PR #48, opened 2025-02-12
Add .gitignore file

anthonyhashemi:
Add .gitignore file to ignore files we do not want to track in the repo. Adding the files that I have got after running the parser in the directory. Will expand this as we develop.


jurisdatum:
thanks

PR #54, opened 2025-03-08
enrich from beginning

jurisdatum:
This helper function enriches text patterns from the _beginning_ of a line, preserving formatting variations that might follow. Useful for definitions in legislation.


mcpheed1:
Thanks Jim! I finally got around to testing these changes. 

I noticed that The Adoption and Children Bill (`test4.docx`) began failing after pulling the changes from this branch into the `LNI-240` branch. The problem occurred at this italic semicolon at the end of the following definition in Section 158. Presumably this italicisation is a drafting error, but oh well. 
Definition
The output shows the inlines situated in reverse order -
```
<hcontainer name="definition" class="definition">
    <content>
        <p>;<def ukl:startQuote="“" ukl:endQuote="”">court</def> has the meaning given by section 115(1)</p>
    </content>
</hcontainer>
```
Simply removing the call to  `.Reverse()` in the following line was enough to fix the issue. 
```
IEnumerator<IInline> enumerator = raw.Reverse().GetEnumerator();
```

I then started thinking about the possibility of inline styles which are either wholly or partially inside the defined term. For example:
image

• _PROMPT_
Filter the material for the word "file" and copy each matching line.

• _RESPONSE AREA_
Add .gitignore file
Add .gitignore file to ignore files we do not want to track in the repo. Adding the files that I have got after running the parser in the directory. Will expand this as we develop.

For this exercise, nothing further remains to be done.